On Thursday, The New Haven Advocate published a scathing critique of a new addition to Paul Rudolph’s Art and Architecture Building (1963) at Yale. The addition was designed by Gwathmey Siegel & Associates Architects, whose principal, Charles Gwathmey, FAIA, received his M.Arch from Yale in 1962. “Not since the house fell on the Wicked Witch of the East has a work of architecture proven so damaging as the new art history center at Yale,” writes columnist Stephen Vincent Kobasa. The 87,000-square-foot addition, which contains the university’s art history department, is officially called the Jeffrey Loria Center for the History of Art. While it is appended onto Rudolph’s Brutalist concrete building, the addition is meant to “present its own iconic presence in the overall composition,” according to Yale. The writer says it contains little “usable volume,” and is “inflated in the fashion of a grounded Macy’s parade balloon; empty, but not spacious.” Moreover, he says it exemplifies the “self-satisfied prudence that has infected all of Yale’s architectural exercises of late.” He does note, however, that Gwathmey Siegel’s restoration of the interior of the Rudolph building is “moving and redemptive.”
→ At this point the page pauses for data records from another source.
Issue #99, opened 2021-08-27
Admin Email Volunteer After Event Creation


bryantal:
CELTS Admin UI Wireframe: https://balsamiq-wireframes.appspot.com/?state=%7B%22ids%22:%5B%221etrefTLsvWQntesh5_TDdC66TRVzRpHf%22%5D,%22action%22:%22open%22,%22userId%22:%22109665407847548855125%22,%22resourceKeys%22:%7B%7D%7D

We want to give admins the ability to email necessary volunteers about an event they have created (i.e. volunteers who are interested in a program would receive an email for the event page for a training for that program.)
![image](https://user-images.githubusercontent.com/28715731/131168315-ae02aa32-02a6-4b51-bad7-4792e573a166.png)
![image](https://user-images.githubusercontent.com/28715731/131168373-a1967da2-bd15-4b85-86a7-15cadd300bcb.png)

bryantal:
![](https://github.trello.services/images/mini-trello-icon.png) [CELTS #99: Admin Email Volunteer After Event Creation](https://trello.com/c/U0RxgKFu/303-celts-99-admin-email-volunteer-after-event-creation)

PR #133, opened 2021-09-29
Allow admins to send email through the event list page

Sandesh-L:
**Summary:** 
Added functionality to the email buttons in the event list page (now the home page). Created a modal that pops up when the email button is clicked. The user can fill out the subject and body of the email as well as who is sending the email and who receives it. The senders can be the CELTS Admin or CELTS Student Staff. The recipients can be people who are interested in the program or only people who are RSVP'ed. 

**To Test:** 
Go to the website's main page and open one of the accordions (make sure the user is an Admin or CeltsStudentStaff). Click on the email button next to the email. Fill out the different fields and hit send.

**Files Changed**: 
default.yml
production.yml
staging.yml
routes.py
event.py
event_list.js
event_list.html
test_events.py
**Files Added:**
test_emailHandler.py
emailModal.html
emailHandler.py
email.py


zachneill:
This branch was created to fix issue #99. Adding this comment to link them since it's not stated in the PR

app/logic/emailHandler.py
```diff
@@ -0,0 +1,89 @@
...
+from app.models.emailTemplate import EmailTemplate
+from app import app
+import sys
+from pathlib import Path
+
+def load_config(file):
+    """ Loads the 'default' file in the config directory. """
+    with open(file, 'r') as ymlfile:
+        cfg = yaml.load(ymlfile, Loader=yaml.FullLoader)
+    return cfg
```
BrianRamsay: The configuration is already loaded in celts. We don't want to copy in LSF's worse configuration handling

app/logic/emailHandler.py
```diff
@@ -0,0 +1,89 @@
...
+
+
+def getVolunteerEmails(programID = None, eventID = None, emailRecipients = "interested"):
```
BrianRamsay: I'd split this into two methods, `getParticipantEmails` and `getInterestedEmails`

app/config/default.yml
```diff
@@ -4,7 +4,7 @@ use_tracy: False
 use_banner: False
 override_file: "local-override.yml"
 default_user: "ramsayb2"
-celts_admin_contact: "celts@berea.edu"
+celts_admin_contact: "bramsayr@gmail.com"
```
BrianRamsay: should still be `celts@berea.edu` (per Sandesh)

app/logic/emailHandler.py
```diff
@@ -0,0 +1,89 @@
...
+            MAIL_OVERRIDE_ALL=self.default['mail']['override_addr']
+        )
+
+        self.emailInfo = emailInfo
+        self.mail = Mail(app)
+        self.mail.connect()
+
+    def updateSenderEmail(self):
+        """ Updates who is sending the emails based on the event_list form. """
+        if '@' in self.emailInfo['emailSender']: #if the current user is sending the email
```
BrianRamsay: Note: we can use a mailto link so they send the email from their own mail client

app/templates/events/event_list.html
```diff
@@ -88,8 +89,11 @@ <h2 class="accordion-header" id="accordion__header_{{program}}">
...
                       {% if (user.isCeltsAdmin) or (user.isCeltsStudentStaff) %}
-                        <td><i class="bi bi-envelope-fill"> Email</i></td>
-                        {# FIXME: the Email icon should be clickable and lead to email template #}
+                        <td>
+                            <button class="btn btn-primary" data-bs-toggle="modal" data-bs-target="#emailModal" onclick="passEventInfo({{event.id}}, {{program.id}}, {{selectedTerm}})">
+                              <span class="bi bi-envelope-fill"> Email</span>
+                            </button>
+                        </td>
                       {% else %}
                         {% if (event.startDate < currentTime.date()) or (event.timeStart < currentTime.time() and event.startDate == currentTime.date())%}
```
BrianRamsay: Let's make this logic a property of the Event model, so we can use it like so: `if event.isPast:`

app/templates/events/event_list.html
```diff
@@ -106,10 +110,79 @@ <h2 class="accordion-header" id="accordion__header_{{program}}">
           </div>
         </div>
       </div>
+      {{emailModal}}
     {% endfor %}
   </div>
 {% endmacro %}
 
+{% set emailModal %}
```
BrianRamsay: separate this modal into its own file and include it. This way others can also include the email modal.

tests/code/test_emailHandler.py
```diff
@@ -0,0 +1,32 @@
+import pytest
+from flask_mail import Message
+from app.logic.emailHandler import *
+
```
BrianRamsay, line 9: We will want to figure out how to test the email sending itself, probably with a combination of Mocking and different configs for testing.

BrianRamsay (changes requested):

app/logic/emailHandler.py
```diff
@@ -0,0 +1,84 @@
...
+            MAIL_PORT=app.config['mail']['port'],
+            MAIL_USERNAME= app.config['mail']['admin_username'],
+            MAIL_PASSWORD= app.config['mail']['admin_password'],
+            REPLY_TO_ADDRESS= app.config['mail']['reply_to_address'],
+            MAIL_USE_TLS=app.config['mail']['tls'],
+            MAIL_USE_SSL=app.config['mail']['ssl'],
+            MAIL_DEFAULT_SENDER=app.config['mail']['default_sender'],
+            #ALWAYS_SEND_MAIL=default['ALWAYS_SEND_MAIL']
+            MAIL_OVERRIDE_ALL=app.config['mail']['override_addr']
+        )
```
BrianRamsay: there's no reason to update all of these config values. You aren't even using them anymore.

app/logic/emailHandler.py
```diff
@@ -0,0 +1,84 @@
...
+    def updateSenderEmail(self, message):
+        """ Updates who is sending the emails based on the event_list form. """
+
+        if self.emailInfo['emailSender'] == 'CELTS Admins':
+            message.sender = app.config['mail']['admin_username']
+            # app.config.update(
+            #     mail_username= app.config['mail']['admin_username'],
+            #     mail_password = app.config['mail']['admin_password']
+            # )
+            # print("\n\n"+app.config["mail_username"])
```
BrianRamsay: Don't leave commented out code in, especially if it is out of date

app/logic/emailHandler.py
```diff
@@ -0,0 +1,84 @@
...
+
+        elif self.emailInfo['emailSender'] == 'CELTS Student Staff':
+            app.config.update(
+                mail_username = app.config['mail']['staff_username'],
+                mail_password = app.config['mail']['staff_password']
+            )
```
BrianRamsay, line 52: I don't like swapping application-wide config values for a decision that is local to one email.

app/controllers/events/email.py
```diff
@@ -0,0 +1,36 @@
...
+
+    if emailInfo['emailRecipients'] == "interested":
+        emails = getInterestedEmails(emailInfo['programID'])
+    elif emailInfo['emailRecipients'] == "eventParticipant":
+        emails = getParticipantEmails(emailInfo['eventID'])
+    else:
+        flash("Unable to determine email recipients", "danger")
+
+    if emails == None:
+        flash("Error getting email recipients", "danger")
```
BrianRamsay: You're going to double flash here if there are no emails. I'd remove the `else` condition above, since you are handling the error case here.

app/logic/emailHandler.py
```diff
@@ -0,0 +1,84 @@
...
+                for email in emails:
+                    message.recipients = [email]
+                    conn.send(message)
+        else:
+            if app.config['mail']['override_addr']:
+                message.recipients = [app.config['mail']['override_addr']]
+
+            message.reply_to = app.config['mail']["reply_to_address"]
+            self.mail.send(message)
+        return 1
```
BrianRamsay: We don't need to be returning integers. Let's use True

BrianRamsay: Should you check the return value of the actual message sending to make sure it succeeded? I'm not sure what the possible return values are.

BrianRamsay: This is also a good method to have a try/catch, so that you can return False if there was an exception in email sending. That way the calling code in the controller only has to concern itself with a true or false outcome, not true, false, and exception

app/static/js/event_list.js
```diff
@@ -1,5 +1,34 @@
...
+  //   // console.log($("#subject").val())
+  //   // subject = self.emailInfo['subject'].replace(" ",'%20')
+  //
+  //   // window.location.href = "mainto:"+$("#emailSender").val()+"?Subject="+$("#subject").val()
+  //   window.location.href = "mailto:"+$("#emailSender").val()
+  //   // window.location.href = `mailto:${encodeURIComponent(("#emailSender").val())}?subject=+${("#subject").val()}`
+  //   // `{encodeURIComponent($("#subject").val())}&body=${encodeURIComponent($("#message").val())}`;
+  // })
+
+});
```
BrianRamsay: Let's get rid of this code if it isn't needed. If it might be needed, add some comments to indicate the use case

BrianRamsay (changes requested):

app/config/default.yml
```diff
@@ -12,17 +12,19 @@ db:
...
-    port: 465                # use port 465 for gmail, use 25 for Berea
-    username: ''             # add the email of the sender (for gmail)
-    password: ''             # Add the password of the sender (for gmail)
-    tls: False
-    ssl: True
-    default_sender: '' #FIXME: Add sender email address
-    override_addr: "j5u6j9w6v1h0p3g1@bereacs.slack.com"
-    reply_to_address: "j5u6j9w6v1h0p3g1@bereacs.slack.com"
+
+enabled: True
```
BrianRamsay: this is now too generic a name. It should be `MAIL_ENABLED`

app/config/default.yml
```diff
@@ -12,17 +12,19 @@ db:
...
+MAIL_PORT: 465                # use port 465 for gmail, use 25 for Berea
+MAIL_USERNAME: 'bramsayr@gmail.com'      # add the email of the sender (Admin) (for gmail)
+MAIL_PASSWORD: 'celtsTest'             # Add the password of the sender (for gmail)
+# staff_username: 'sceggenh@gmail.com'   # the email of the sender (celtsStudentStaff)
+# staff_password: 'celtsTest2'
+MAIL_USE_TLS: False
+MAIL_USE_SSL: True
+MAIL_DEFAULT_SENDER: 'bramsayr@gmail.com' #FIXME: Add sender email address
+MAIL_OVERRIDE_ALL: "j5u6j9w6v1h0p3g1@bereacs.slack.com"
+REPLY_TO_ADDRESS: "j5u6j9w6v1h0p3g1@bereacs.slack.com"
```
BrianRamsay: This should also start with `MAIL_` to be consistent

app/config/staging.yml
```diff
@@ -3,7 +3,7 @@ use_tracy: True
 use_banner: True
 
 mail:
-    enabled: False
+    enabled: True
```
BrianRamsay: don't forget to change the other config files with the new arrangement

BrianRamsay (changes requested):

BrianRamsay:
Is this ready for more review or still in progress?

app/config/default.yml
BrianRamsay: still relevant

app/config/default.yml
BrianRamsay: also still relevant

app/config/production.yml
```diff
@@ -3,11 +3,16 @@ use_tracy: True
...
+admin_username: 'bramsayr@gmail.com'      # add the email of the sender (Admin) (for gmail)
+admin_password: 'celtsTest'             # Add the password of the sender (for gmail)
+staff_username: 'sceggenh@gmail.com'   # the email of the sender (celtsStudentStaff)
+staff_password: 'celtsTest2'
+MAIL_SUPRESS_SEND: False
+MAIL_USE_TLS: False
+MAIL_USE_SSL: True
+# MAIL_DEFAULT_SENDER: 'bramsayr@gmail.com' #FIXME: Add sender email address
+MAIL_OVERRIDE_ALL: "j5u6j9w6v1h0p3g1@bereacs.slack.com"
+REPLY_TO_ADDRESS: "j5u6j9w6v1h0p3g1@bereacs.slack.com"
```
BrianRamsay: Don't repeat all of the values in default.yml.

app/config/staging.yml
```diff
@@ -2,11 +2,16 @@ use_shibboleth: False
...
+admin_username: 'bramsayr@gmail.com'      # add the email of the sender (Admin) (for gmail)
+admin_password: 'celtsTest'             # Add the password of the sender (for gmail)
+staff_username: 'sceggenh@gmail.com'   # the email of the sender (celtsStudentStaff)
+staff_password: 'celtsTest2'
+MAIL_SUPRESS_SEND: False
+MAIL_USE_TLS: False
+MAIL_USE_SSL: True
+# MAIL_DEFAULT_SENDER: 'bramsayr@gmail.com' #FIXME: Add sender email address
+MAIL_OVERRIDE_ALL: "j5u6j9w6v1h0p3g1@bereacs.slack.com"
+REPLY_TO_ADDRESS: "j5u6j9w6v1h0p3g1@bereacs.slack.com"
```
BrianRamsay: Only put the things in here that are different from default.yml

app/controllers/events/email.py
```diff
@@ -0,0 +1,59 @@
...
+def emailVolunteers():
+    """ Uses emailHandler to send an email with the form in event_list. """
+
+    emailInfo = request.form.copy()
+    if '@' in emailInfo['emailSender']: # if they are using mailto instead
+        return redirect(url_for("main.events", selectedTerm = emailInfo['selectedTerm']))
+    else:
+        if emailInfo['programID'] == 'Unknown':
+            program = ProgramEvent.get(ProgramEvent.event == emailInfo['eventID'])
+            emailInfo['programID'] = program.id
```
BrianRamsay: `ProgramEvent` doesn't have an `id` field. I'm guessing this wasn't tested.

Also, events aren't guaranteed to only have one program.

app/logic/emailHandler.py
```diff
@@ -0,0 +1,61 @@
...
+
+def getInterestedEmails(programID = None):
+    """ Gets emails of students interested in a program. """
+    volunteersToEmail = User.select().join(Interest).where(Interest.program == programID)
+    return [user.email for user in volunteersToEmail]
+
+def getParticipantEmails(eventID = None):
+    """ Gets emails of students participating in an event. """
+    volunteersToEmail = User.select().join(EventParticipant).where(EventParticipant.event == eventID)
+    return [user.email for user in volunteersToEmail]
```
BrianRamsay, line 29: This should probably be getting RSVPs rather than participants, right? Unless we're sending the email after the event (so we probably should have a third recipient option)

app/logic/emailHandler.py
BrianRamsay: still relevant. we need more defined return values vs exceptions.

app/controllers/events/email.py
```diff
@@ -0,0 +1,59 @@
...
+
+        email = emailHandler(app,emailInfo)
+        emailSent = email.sendEmail(Message(emailInfo['subject'],
+                                           emails, # recipients
+                                           emailInfo['message']),
+                                           emails) # passed for sending individually
+        if emailSent == 1:
+            flash("Email successfully sent!", "success")
+        else:
+            flash("Error sending email", "danger")
```
BrianRamsay, line 43: It never returns anything other than 1. We need a try/except to handle errors, not return values (based on the current return values)

app/static/js/event_list.js
BrianRamsay: still relevant

app/static/js/event_list.js
```diff
@@ -1,5 +1,42 @@
 
 
+$(document).ready(function(){
+
+  $("#sendEmail").click(function(){
+    console.log($("#emailSender").val())
+    console.log($("#message").val())
```
BrianRamsay: don't need debug output

app/static/js/event_list.js
```diff
@@ -1,5 +1,42 @@
...
+
+function passEventInfo(eventID, programID, selectedTerm){
+  // when the email button for an event is clicked, this passes the eventID and programID to the modal
+  $('#emailModal').modal('show')
+  $(".modal-body #eventID").val(eventID)
+  console.log($(".modal-body #eventID").val())
+  $(".modal-body #programID").val(programID)
+  console.log($(".modal-body #programID").val())
+  $(".modal-body #selectedTerm").val(selectedTerm)
+  console.log($(".modal-body #selectedTerm").val())
```
BrianRamsay: don't need debug output

BrianRamsay (changes requested):

app/logic/emailHandler.py
Sandesh-L: ``mail.send`` doesn't seem to have a return value. I added a try except block. The function will return false if it does run into an error or just return true if there are no errors.

app/logic/emailHandler.py
Sandesh-L: This will be put in as a separate issue.

tests/code/test_emailHandler.py
Sandesh-L: testing for the mail has been added. Used ``Flask_Mail``'s testing functionalities.

app/logic/emailHandler.py
Sandesh-L: only updates the necessary config values now.

app/logic/emailHandler.py
Sandesh-L: This still exists, I couldn't figure out a way to get around it.

app/logic/emailHandler.py
Sandesh-L: removed it

app/config/staging.yml
Sandesh-L: I couldn't think of anything that would be different in staging vs default so I removed the mail info from staging.

app/config/production.yml
Sandesh-L: removed it. Couldn't think of what would be different in here from default so I just removed the whole mail config from ``production.yml`` it will just use what is in default.

app/controllers/events/email.py
Sandesh-L: I added try and except to the email handler so it now returns either True or False.

app/controllers/events/email.py
```diff
@@ -0,0 +1,59 @@
...
+    emailInfo = request.form.copy()
+    if '@' in emailInfo['emailSender']: # if they are using mailto instead
+        return redirect(url_for("main.events", selectedTerm = emailInfo['selectedTerm']))
+    else:
+        if emailInfo['programID'] == 'Unknown':
+            emailInfo['eventID'] = 2
+            programs = ProgramEvent.select(ProgramEvent.program).where(ProgramEvent.event == emailInfo['eventID'])
+            listOfPrograms = [program.program for program in programs.objects()]
+            emailInfo['programID'] = listOfPrograms
+            print("\n\n\n\n\n list of programs:", listOfPrograms, "\n\n\n\n\n\n\n")
```
BrianRamsay, line 25: Debug output

app/controllers/events/email.py
```diff
@@ -0,0 +1,59 @@
...
+
+    emailInfo = request.form.copy()
+    if '@' in emailInfo['emailSender']: # if they are using mailto instead
+        return redirect(url_for("main.events", selectedTerm = emailInfo['selectedTerm']))
+    else:
+        if emailInfo['programID'] == 'Unknown':
+            emailInfo['eventID'] = 2
+            programs = ProgramEvent.select(ProgramEvent.program).where(ProgramEvent.event == emailInfo['eventID'])
+            listOfPrograms = [program.program for program in programs.objects()]
+            emailInfo['programID'] = listOfPrograms
```
BrianRamsay, line 24: The intermediate variable `listOfPrograms` is unnecessary (though doesn't harm anything). I don't think you need .objects() either.

app/controllers/events/email.py
```diff
@@ -0,0 +1,59 @@
...
+
+@events_bp.route('/mailto', methods=['POST'])
+def getEmails(emailGroup, programID=None, eventID=None):
+    """This is where the ajax call should get the mailto info"""
+
+    if emailGroup=='interested' and programID:
+        emails = getInterestedEmails(programID)
+
+    elif emailGroup == 'eventParticipant' and eventID:
+        email = getInterestedEmails(eventID)
```
BrianRamsay, line 54: mismatch between `email` and `emails`. As it is now, `emails` won't be returned

app/logic/emailHandler.py
```diff
@@ -0,0 +1,70 @@
...
+from pathlib import Path
+
+def getInterestedEmails(listOfPrograms):
+    """ Gets emails of students interested in a program. """
+    emails = []
+    print("\n\n\n\n\n",listOfPrograms,"\n\n\n\n\n")
+
+    volunteersToEmail = User.select(User.email).join(Interest).join(Program, on=(Program.id == Interest.program)).where(Program.id.in_([p.id for p in listOfPrograms]))
+    print("\n\n\n\n\n",volunteersToEmail,"\n\n\n\n\n")
+    print("\n\n\n\n\n", volunteersToEmail.objects(),"\n\n\n\n\n")
```
BrianRamsay, line 22: more debug output to remove

app/logic/emailHandler.py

A windowpane became dislodged from a building in Times Square and crashed to the ground on Sunday afternoon—less than a week after a glass panel fell from a skyscraper under construction nearby, reports The New York Times. In the most recent incident, a 3-foot-by-5-foot glass pane fell from between the seventh and eighth floors of the building at 1 Times Square, where the ball drops on New Year’s Eve. The building was occupied by The New York Times Company from 1905 to 1913 and was renovated in the 1960s, as described in a RECORD story. Today, it is owned by Jamestown One Times Square, which was issued a citation by the city’s Department of Buildings for the falling glass incident, according to the Times. Nobody was injured. On August 12, a 1,500-pound glass panel plummeted 50 stories from the Bank of America building construction site, on 42nd Street and the Avenue of the Americas, and crashed into scaffolding across the street. Two people suffered minor injuries.
A coffee cup, electric guitar, and high-heel shoe are among the shapes of nine whimsical bike racks installed in New York City this week. The metal tube racks, designed by the musician and artist David Byrne, an avid proponent of cycling, were commissioned by the city’s Department of Transportation, which initially asked Byrne—who attended the Rhode Island School of Design in the early 1970s—to help judge a design competition for new bike racks. “He eagerly agreed – so eagerly, in fact, that he sent in his own designs as well,” reports The New York Times. The designs are meant to reference their milieu: a rack shaped like a dollar sign was installed on Wall Street, for instance, and one shaped like a car was placed near the Lincoln Tunnel, which connects Manhattan to New Jersey. The racks will be removed in a year and then offered for sale by Pace/MacGill and PaceWildenstein galleries. Until then, Byrne “doesn’t want them to be admired as artwork,” reports the Times. “He wants them to be lashed with heavy chains, banged with Kryptonites and scratched by gears. He wants them to be used.”